===== Given records
PR #1582, opened 2022-06-04
Fixed syslog false negatives.

utoni:


src/lib/protocols/syslog.c
```diff
@@ -107,7 +108,7 @@ void init_syslog_dissector(struct ndpi_detection_module_struct *ndpi_struct, u_i
   ndpi_set_bitmask_protocol_detection("Syslog", ndpi_struct, detection_bitmask, *id,
 				      NDPI_PROTOCOL_SYSLOG,
 				      ndpi_search_syslog,
-				      NDPI_SELECTION_BITMASK_PROTOCOL_V4_V6_TCP_OR_UDP_WITH_PAYLOAD_WITHOUT_RETRANSMISSION,
+				      NDPI_SELECTION_BITMASK_PROTOCOL_V4_V6_UDP_WITH_PAYLOAD,
```
utoni: In theory, syslog over TCP is possible. But in practice, I've never seen such aliens.

IvanNardi: According to https://twitter.com/webernetz/status/1401883154298908673 it shoudn't be so rare and that is a pcap example [syslog_over_tcp.zip](https://github.com/ntop/nDPI/files/8839546/syslog_over_tcp.zip)
Anyway, I agree with your proposal: remove TCP support and let's fight this battle another day, only if really needed.

IvanNardi: Could you add a comment here about why TCP is missing, please? Just as a reminder....

IvanNardi (approved):
Could you remove 514 as default port for Syslog for TCP from `ndp_main.c`, please?

utoni:
> Could you remove 514 as default port for Syslog for TCP from `ndp_main.c`, please?

But isn't 514 the default port for Syslog?

src/lib/protocols/syslog.c
utoni: I will revert to UDP&TCP detection and try something else.

IvanNardi: As you like. I am fine with both solutions (Syslog TCP+UDP or only UDP)

IvanNardi:
> > Could you remove 514 as default port for Syslog for TCP from `ndp_main.c`, please?
> 
> But isn't 514 the default port for Syslog?

UDP, yes. No official TCP default port, AFAIK. (and 514 is reserved for RSH).

utoni:
I've decided to ignore the Syslog false positive for RSH, because this will only affect midstream flows under certain and very rare conditions.

PR #1586, opened 2022-06-06
Dissect host line if SSDP contains such.

utoni:


IvanNardi:
@utoni , could you add something like "SSDP host" to the list in the comment about `struct ndpi_flow_struct->host_server_name` in `src/include/ndpi_typedefs.h`, please?

IvanNardi (approved):

PR #1594, opened 2022-06-13
DNS: fix TTL check and sync unit test results

IvanNardi:


src/lib/protocols/dns.c
```diff
@@ -299,7 +299,7 @@ static int search_valid_dns(struct ndpi_detection_module_struct *ndpi_struct,
 	  } else
 	    x += data_len;
 
-	  if((x+2) >= packet->payload_packet_len) {
+	  if((x+8) >= packet->payload_packet_len) {
```
utoni, line 306: Shouldn't be `x+6` sufficient or do I miss something?

IvanNardi: No, we need 8. From `x`, we read the type (2 bytes); ignore the class (2 bytes) and read the ttl (4 bytes).
Please note that `get16()` increments `x` by 2 internally...

utoni: Yep, I did ignore this DNS specific `get16()`.

utoni (approved):

PR #1601, opened 2022-06-16
Added collectd dissector (again).

utoni:


IvanNardi:
@utoni , all the attached flows are classified as collectd; is that correct or are they false positives?
[collectd.zip](https://github.com/ntop/nDPI/files/8927970/collectd.zip)

utoni:
false positives, need to increase `COLLECTD_MIN_BLOCKS_REQUIRED` or instead of setting a malformed packet risk, just exclude it immediately =)

IvanNardi:
> false positives, need to increase `COLLECTD_MIN_BLOCKS_REQUIRED` or instead of setting a malformed packet risk, just exclude it immediately =)

Thanks for the improvements!

src/lib/protocols/collectd.c
```diff
@@ -0,0 +1,209 @@
...
+
+  if (num_blocks < COLLECTD_MIN_BLOCKS_REQUIRED)
+  {
+    NDPI_EXCLUDE_PROTO(ndpi_struct, flow);
+    return;
+  }
+
+  if (hostname_length > 0 &&
+      ndpi_int_collectd_dissect_hostname(flow, packet, hostname_offset,
+                                         hostname_length) != 0)
```
IvanNardi, line 189: Just a nit: `ndpi_int_collectd_dissect_hostname` never fails, because `ndpi_hostname_sni_set` never returns NULL; so this check is useless.
Up to you if removing the check or not; I am fine in both cases

IvanNardi (approved):

src/lib/protocols/collectd.c
utoni: I know, but I think it makes sense to extend `ndpi_hostname_sni_set` at some point e.g. so that it will set a risk if a non-printable character is seen.

PR #1833, opened 2022-12-16
Fix infinite loop when a custom rule has port 65535

### LINKED ISSUE #1829: When the port of the custom tcp/udp protocol is set to 65535, there is a problem with the ndpi interface
## Describe the bug
When the port of the custom tcp/udp protocol is set to 65535，loop can‘t be beak!
I found in the function addDefaultPort that when port = 65535, the for loop cannot be beak，I use ndpi 4.0.0。

IvanNardi:
Close #1829


utoni (approved):
Whoops, I missed that one during code review..

PR #1845, opened 2023-01-05
Reduce the size of some traces used as unit test

IvanNardi:
No traces and no flows has been removed; only long sessions has been reduced, keeping only their first packets.

This is quite important in fuzzing systems, since these pcaps are used as initial seed. There is no value in fuzzing long sessions, because only the very first packets are really used/processed by nDPI.

Before:
```
du -h tests/pcap/
200M	tests/pcap/
```
After:
```
du -h tests/pcap/
98M	tests/pcap/
```


utoni (approved):

utoni:
It makes sense to reduce the size of the PCAPs even if it does not affect the `git clone` speed (except if `--depth` is used) but it shrinkes the tarball size which is good I guess.

PR #1851, opened 2023-01-14
Fix classification "by-port"

IvanNardi:
Classification "by-port" should be the last possible effort, *after* having test all the LRU caches.

Remove some dead code from `ndpi_detection_giveup()`: `flow->guessed_protocol_id` is never set to any of those voip protocols and at that point in this function we never have both a master *and* a application protocols.
Coverage reports (both from unit tests and from fuzzing) confirms that was dead code.


utoni:
> Classification "by-port" should be the last possible effort, _after_ having test all the LRU caches.
> 
> Remove some dead code from `ndpi_detection_giveup()`: `flow->guessed_protocol_id` is never set to any of those voip protocols and at that point in this function we never have both a master _and_ a application protocols. Coverage reports (both from unit tests and from fuzzing) confirms that was dead code.

I am unsure if fuzzing is able to trigger **all** code paths. It may depend on the delivered fuzz corpus which depends on the pcap based unit tests.

IvanNardi:
> > Classification "by-port" should be the last possible effort, _after_ having test all the LRU caches.
> > Remove some dead code from `ndpi_detection_giveup()`: `flow->guessed_protocol_id` is never set to any of those voip protocols and at that point in this function we never have both a master _and_ a application protocols. Coverage reports (both from unit tests and from fuzzing) confirms that was dead code.
> 
> I am unsure if fuzzing is able to trigger **all** code paths. It may depend on the delivered fuzz corpus which depends on the pcap based unit tests.

You are right. However, the meaning of that phrase was that the manual code analysis was *confirmed* by the code coverage. See below

utoni (approved):

PR #1852, opened 2023-01-14
Add some fuzzers to test algorithms and data structures

IvanNardi:
Fix some issues found with these new fuzzers


utoni (approved):
An additional fuzzer for the serialization interface might be useful.
But this is already good to go.

IvanNardi:
> An additional fuzzer for the serialization interface might be useful. But this is already good to go.

Yeah, I tried that and some issues (that I am not able to fix...) arose... I might push that partial work, to share the bugs...

PR #1855, opened 2023-01-17
LRU caches: add a generic (optional and configurable) expiration logic

IvanNardi:
Two caches already implemented a similar mechanism: make it generic.

### DIFF
--- a/src/include/ndpi_api.h
+++ b/src/include/ndpi_api.h
@@ -993,11 +993,11 @@ extern "C" {
   void ndpi_set_debug_bitmask(struct ndpi_detection_module_struct *ndpi_mod, NDPI_PROTOCOL_BITMASK debug_bitmask);
 
   /* LRU cache */
-  struct ndpi_lru_cache* ndpi_lru_cache_init(u_int32_t num_entries);
+  struct ndpi_lru_cache* ndpi_lru_cache_init(u_int32_t num_entries, u_int32_t ttl);
   void ndpi_lru_free_cache(struct ndpi_lru_cache *c);
   u_int8_t ndpi_lru_find_cache(struct ndpi_lru_cache *c, u_int32_t key,
-			       u_int16_t *value, u_int8_t clean_key_when_found);
-  void ndpi_lru_add_to_cache(struct ndpi_lru_cache *c, u_int32_t key, u_int16_t value);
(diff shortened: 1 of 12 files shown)


src/include/ndpi_api.h
```diff
@@ -993,11 +993,11 @@ extern "C" {
...
 
   /* LRU cache */
-  struct ndpi_lru_cache* ndpi_lru_cache_init(u_int32_t num_entries);
+  struct ndpi_lru_cache* ndpi_lru_cache_init(u_int32_t num_entries, u_int32_t ttl);
   void ndpi_lru_free_cache(struct ndpi_lru_cache *c);
   u_int8_t ndpi_lru_find_cache(struct ndpi_lru_cache *c, u_int32_t key,
-			       u_int16_t *value, u_int8_t clean_key_when_found);
-  void ndpi_lru_add_to_cache(struct ndpi_lru_cache *c, u_int32_t key, u_int16_t value);
+			       u_int16_t *value, u_int8_t clean_key_when_found, u_int32_t now_sec);
+  void ndpi_lru_add_to_cache(struct ndpi_lru_cache *c, u_int32_t key, u_int16_t value, u_int32_t now_sec);
```
utoni, line 1003:
```suggestion
  void ndpi_lru_add_to_cache(struct ndpi_lru_cache *c, u_int32_t key, u_int16_t value, struct ndpi_flow *flow);
```

AFAIS, the flow part is always required for the time calculation and that way you can skip all those `time_in_ms / 1000` statements.

IvanNardi: I thought about that, but I preferred the current interface; this way the LRU data structure might be used "stand alone", independently from Deep-Packet-Inspection stuff. The other data structures and algorithms provided from nDPI (patricia, ahocorasick...) have this same property, AFAIK

Anyway, I don't have strong feelings: if you prefer I'll update the interface

utoni: Another way could be a helper function/macro that does the ms2s calculation. Might look cleaner (or maybe not). :D

IvanNardi: Ok, I'll give it a try with a helper/macro!
Worst case, we will revert to the current code

utoni (approved):
Looks way better now. =)

IvanNardi:
> Looks way better now. =)

I agree :)
Thanks for taking to time to review these PRs

PR #1860, opened 2023-01-18
Fuzz: fix compilation with nBPF

### LINKED ISSUE #1859: nDPI-dev fuzzers cause linker error with PF_RING-dev
## Describe the bug
nDPI (current `dev` branch) is not able to build the fuzzers if PF_RING (current `dev` branch) is enabled.

### Expected behavior
There should not be any linker errors during the build process.
### Obtained behavior
The linker is missing some symbols:
image

## nDPI Environment:
* OS name: Debian
* OS version: stable
* Architecture: amd64
* nDPI version or commit hash: `dev`.
* nDPI compilation flags used: `--with-sanitizer --enable-fuzztargets CC=clang-11 CXX=clang++-11 --enable-option-checking=fatal --enable-debug-messages --with-pcre --with-maxminddb --enable-tls-sigs`.
* [config.log](https://github.com/ntop/nDPI/files/10439490/config.log)

Nope.

## Additional context
If this turns out to be a real bug, maybe we should add/modify a CI job to build against PF_RING.
Or modify `configure.ac` that it does not automatically tries to link against `../PF_RING/nbpf/...`.

IvanNardi:
Close #1859

### DIFF
--- a/fuzz/Makefile.am
+++ b/fuzz/Makefile.am
@@ -6,8 +6,8 @@ bin_PROGRAMS += fuzz_ds_patricia fuzz_ds_ahocorasick
 
 fuzz_process_packet_SOURCES = fuzz_process_packet.c fuzz_common_code.c
 fuzz_process_packet_CFLAGS = @NDPI_CFLAGS@ $(CXXFLAGS)
-fuzz_process_packet_LDADD = ../src/lib/libndpi.a
-fuzz_process_packet_LDFLAGS = $(ADDITIONAL_LIBS) $(LIBS)
+fuzz_process_packet_LDADD = ../src/lib/libndpi.a $(ADDITIONAL_LIBS)
+fuzz_process_packet_LDFLAGS = $(LIBS)
 if HAS_FUZZLDFLAGS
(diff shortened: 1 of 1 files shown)


IvanNardi:
No sure why, but clang + nBPF + fuzzing didn't like the order of the static libraries...

utoni (approved):
LGTM. Should we add or modify at least one CI job to build with PF_RING/nBPF ?

IvanNardi:
> LGTM. Should we add or modify at least one CI job to build with PF_RING/nBPF ?

We already have a job with nBPF, but without fuzzing (this bug was in the "fuzzing" Makefile, not in the generic ones)
Fuzzing jobs in CI are deeply integrated with oss-fuzz and at the moment they don't use any external libraries (pcre, nBPF, maxminddb)[*]
Not sure if we want to add them now... preferences?



[*] `LDFLAGS="-lpcap" ./autogen.sh --enable-fuzztargets --with-only-libndpi`

utoni:
Maybe not required. I think that this is only an issue when new fuzzers are added to the repository (which won't happen that often).

utoni (approved):

PR #1861, opened 2023-01-18
Minor changes in `ndpi_detection_giveup()`

IvanNardi:
Check the mining cache at the end of the function, like all the others LRU caches.
Rewrite the STUN checks: same identical semantic but in a cleaner way, hopefully


utoni (approved):
Looks waaay better now. I can't believe that the code is now readable. =)

PR #1867, opened 2023-01-19
fuzz: fix memory allocation failure logic

IvanNardi:
We *do* want to have some allocation errors.
Fix some related bugs
Fix: 29be01ef


utoni (commented):
`ENABLE_MEM_ALLOC_FAILURES` needs to be enabled manually, right? I do not understand the reason behind that.
Isn't it better to have the malloc NULL wrapper/injector enabled all the time?

IvanNardi:
> `ENABLE_MEM_ALLOC_FAILURES` needs to be enabled manually, right? I do not understand the reason behind that. Isn't it better to have the malloc NULL wrapper/injector enabled all the time?

I prefer to have the possibility to enable/disable the injection of allocation failures.
Anyway, let me try to simplify the code, avoiding spreading that define everywhere...

IvanNardi:
> > `ENABLE_MEM_ALLOC_FAILURES` needs to be enabled manually, right? I do not understand the reason behind that. Isn't it better to have the malloc NULL wrapper/injector enabled all the time?
> 
> I prefer to have the possibility to enable/disable the injection of allocation failures. Anyway, let me try to simplify the code, avoiding spreading that define everywhere...

I removed the define; every fuzzers now decide if to enable or not allocation failures via API
Exception: `fuzz_ndpi_reader.c` since the same file is used to compile two different fuzzers (with and without allocation failures)

utoni (approved):
Good job!

PR #1869, opened 2023-01-20
Some small changes

IvanNardi:
All dissector callbacks should not be exported by the library; make static some other local functions.
The callback logic in `ndpiReader` has never been used. With internal libgcrypt, `gcry_control()` should always return no errors.
We can check `categories` length at compilation time.


src/lib/third_party/include/gcrypt_light.h
```diff
@@ -18,7 +18,7 @@
 #define GPG_ERR_ANY -2
 #define GPG_ERR_INV_ARG -3
 #define GCRYCTL_INITIALIZATION_FINISHED_P 1,0
-#define GCRYCTL_INITIALIZATION_FINISHED 2
+#define GCRYCTL_INITIALIZATION_FINISHED 1
```
utoni: Why change it?

IvanNardi: `gcry_control()` and the defines `GCRYCTL_INITIALIZATION_FINISHED*` are useless when using the internal crypto code, but they are needed to be compatible with external libgcrypt.
With internal crypto, `gcry_control()`  must return true.
I reworked the code to make it clearer

utoni (approved):

PR #1870, opened 2023-01-21
Add some fuzzers to test other data structures 

IvanNardi:
Start using a dictionary for fuzzing (see: https://llvm.org/docs/LibFuzzer.html#dictionaries).
Remove some dead code.
Fuzzing with debug enabled is not usually a great idea (from performance POV). Keep the code since it might be useful while debugging.


src/lib/ndpi_main.c
```diff
@@ -3469,16 +3469,12 @@ u_int16_t ndpi_guess_protocol_id(struct ndpi_detection_module_struct *ndpi_str,
     case NDPI_IPSEC_PROTOCOL_ESP:
     case NDPI_IPSEC_PROTOCOL_AH:
       return(NDPI_PROTOCOL_IPSEC);
-      break;
```
utoni, line 3472: Why those `breaks;`s?

IvanNardi: Sorry,  are you asking why I removed them? They are dead code (just after a `return`) and no compilers (at least, the ones in CI) complains about needing such `break`

utoni: Sorry, I overlooked that those breaks are actually removed...

utoni (approved):

PR #1876, opened 2023-01-25
fuzz: add a new fuzzer to test serialization/deserialization code

IvanNardi:


utoni (approved):
I am still not a fan of checking in all those binary files. But I get the reason behind that.

PR #1878, opened 2023-01-26
ndpiReader: fix packet dissection (CAPWAP and TSO)

IvanNardi:
Fix decapsulation of CAPWAP; we are interested only in "real" user data tunneled via CAPWAP.
When Tcp Segmentation Offload is enabled in the NIC, the received packet might have 0 as "ip length" in the IPv4 header
(see
https://osqa-ask.wireshark.org/questions/16279/why-are-the-bytes-00-00-but-wireshark-shows-an-ip-total-length-of-2016/)

The effect of these two bugs was that some packets were discarded.

Be sure that flows order is deterministic


utoni (commented):
`capwap_data.pcapng` fails in the CI. But on do not get the issue. There is a diff, but it looks quite similar to the original.

IvanNardi:
Merging, so it is included in the next release

PR #1879, opened 2023-01-27
Further reduction of the size of some traces used as unit test

IvanNardi:
See a944514d. No flow/classification/metadata have been removed.


IvanNardi:
Merging, so it is included in the next release

PR #1882, opened 2023-02-05
Add Yandex services detection

0xA50C1A1:
Yandex services are quite popular in Eastern Europe, so I think it would be good to have their detection support in nDPI.


IvanNardi:
Everything seems fine. Just two notes:
1) could you please:
  * merge all these traces into one (called `yandex.pcpang`) and push only this one? You can try using `mergecap`
  * while doing the previous point, please keep only the first ~20/25 pkts for sessions (i.e. just a little after the TLS handshake ends)   The idea is to have small(er) pcap in the repository, with only the "interesting" stuff (for a simple TLS matching , that means only TCP handshake + TLS handshake)

2) Update the ASN list:
 * AS44534, AS207207, AS202611, AS13238 --> NDPI_PROTOCOL_YANDEX
 * AS210656, AS200350 --> NDPI_PROTOCOL_YANDEX_CLOUD

0xA50C1A1:
@IvanNardi Thanks for the review, I've fixed it.

IvanNardi (approved):

IvanNardi:
Thanks!

PR #1888, opened 2023-02-13
fuzz: extend fuzz coverage

IvanNardi:


IvanNardi:
Merging. With this last batch, the bulk of the fuzzing work should have been done

PR #1891, opened 2023-02-16
ndpiReader: print how many packets (per flow) were needed to perform full DPI

IvanNardi:
Average values are already printed, but this change should ease to identify regressions/improvements.


utoni (approved):
A feature I've wanted to see.
I would also like to have a counter that prints how many dissector calls per protocol were required to set the detection or exclude a protocol.

PR #1892, opened 2023-02-16
Add a new flow risk about literal IP addresses used as SNI

IvanNardi:
RFC 6066 3: "Literal IPv4 and IPv6 addresses are not permitted in "HostName"."

Don't set this risk if we have a valid sub-classification (example: via certificate)

Since a similar risk already exists for HTTP hostnames, reuse it, with a
more generic name.


utoni (approved):

lucaderi:
@IvanNardi @utoni What about making NDPI_HTTP_NUMERIC_IP_HOST more general?

IvanNardi:
> @IvanNardi @utoni What about making NDPI_HTTP_NUMERIC_IP_HOST more general?

Fine for me. Something like `NDPI_NUMERIC_IP_HOST`? @lucaderi

utoni:
> > @IvanNardi @utoni What about making NDPI_HTTP_NUMERIC_IP_HOST more general?
> 
> Fine for me. Something like `NDPI_NUMERIC_IP_HOST`? @lucaderi

Makes sense.

PR #1896, opened 2023-03-02
fuzz: simplify fuzzers dependencies in CIFuzz

IvanNardi:
CIFuzz (based on oss-fuzz) is the GitHub action/CI job that runs fuzz
targets on pull requests. It only runs the fuzzers affected by a pull
request/commit. Otherwise it will divide up the allotted fuzzing time
among all fuzzers in the project.
Since:
* we have more than 20 fuzzers and most of them use the custom memory
allocation functions (to force allocation failures) even if they are not
strictly about DPI stuff;
* we need to keep fuzzing time relatively small (to avoid waiting for the CI
results for a long time)

it is important that fuzzers dependencies (which are based on *files*
changed by the single commit/PR) are as small as possible.

Bottom line: move all the low-level allocation callbacks to a dedicated
file; this way most of the fuzzers don't depend anymore on `ndpi_main.c`
file (which is touched by every commit/PR).

The goal is to have only the "most important" fuzzers running during (most
of) the CI.

### DIFF
--- a/src/lib/ndpi_main.c
+++ b/src/lib/ndpi_main.c
@@ -124,9 +124,6 @@ u_int ndpi_verbose_dga_detection = 0;
 static void *(*_ndpi_flow_malloc)(size_t size);
 static void (*_ndpi_flow_free)(void *ptr);
 
-static void *(*_ndpi_malloc)(size_t size);
-static void (*_ndpi_free)(void *ptr);
-
 /* ****************************************** */
 
 static ndpi_risk_info ndpi_known_risks[] = {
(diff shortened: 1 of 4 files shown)


utoni (commented):
I do not know what the intention of those flow memory wrappers were in the first place. But in my imagination, it could be useful e.g. for fixed size memory pools.

I am not sure if this feature is used by developers. But I think it has it's justification.

utoni (approved):

IvanNardi:
> I do not know what the intention of those flow memory wrappers were in the first place. But in my imagination, it could be useful e.g. for fixed size memory pools.
> 
> I am not sure if this feature is used by developers. But I think it has it's justification.

Ok, I'll push a new version restoring the flow wrappers

PR #1903, opened 2023-03-17
Rework CI jobs to try reducing CI duration

IvanNardi:
CI duration is quite long: the longest jobs is the "Performance" one.
Try to reduce the overall duration: that job (and some others) will not
be triggered for each PR/commit anymore, but asynchronously, once a day
(this scheduling seems right since the frequency of the PR/commits in
the project).
It should be possibly to trigger them manually, via GUI, anyway.

Remove two identical jobs; we already tests ASAN with 4 different
compilers.

After 9eff075419cbb0fe2758d7f8505359e3130e6df6 it is safe to reduce fuzzing time.

Bottom line: try to have as upper-time of CI tests the duration of the
fuzzing jobs

### DIFF
--- a/.github/workflows/build.yml
+++ b/.github/workflows/build.yml
@@ -10,40 +10,6 @@ on:
   release:
     types: [created]
 jobs:
-  coverage:
-    name: Coverage (ubuntu-latest)
-    runs-on: ubuntu-latest
-    env:
-      CFLAGS: -Werror
-    steps:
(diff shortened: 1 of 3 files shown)


IvanNardi:
@utoni , what do you think?

utoni:
It's sufficient to run this once per day. I guess even once per week or before a planned release.

utoni (approved):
==========
## What is needed
Using the entries above, repeat only the lines from the one containing "that it does" through the one containing "if HAS_FUZZLDFLAGS", end lines included.

## Task result
Or modify `configure.ac` that it does not automatically tries to link against `../PF_RING/nbpf/...`.

IvanNardi:
Close #1859

### DIFF
--- a/fuzz/Makefile.am
+++ b/fuzz/Makefile.am
@@ -6,8 +6,8 @@ bin_PROGRAMS += fuzz_ds_patricia fuzz_ds_ahocorasick
 
 fuzz_process_packet_SOURCES = fuzz_process_packet.c fuzz_common_code.c
 fuzz_process_packet_CFLAGS = @NDPI_CFLAGS@ $(CXXFLAGS)
-fuzz_process_packet_LDADD = ../src/lib/libndpi.a
-fuzz_process_packet_LDFLAGS = $(ADDITIONAL_LIBS) $(LIBS)
+fuzz_process_packet_LDADD = ../src/lib/libndpi.a $(ADDITIONAL_LIBS)
+fuzz_process_packet_LDFLAGS = $(LIBS)
 if HAS_FUZZLDFLAGS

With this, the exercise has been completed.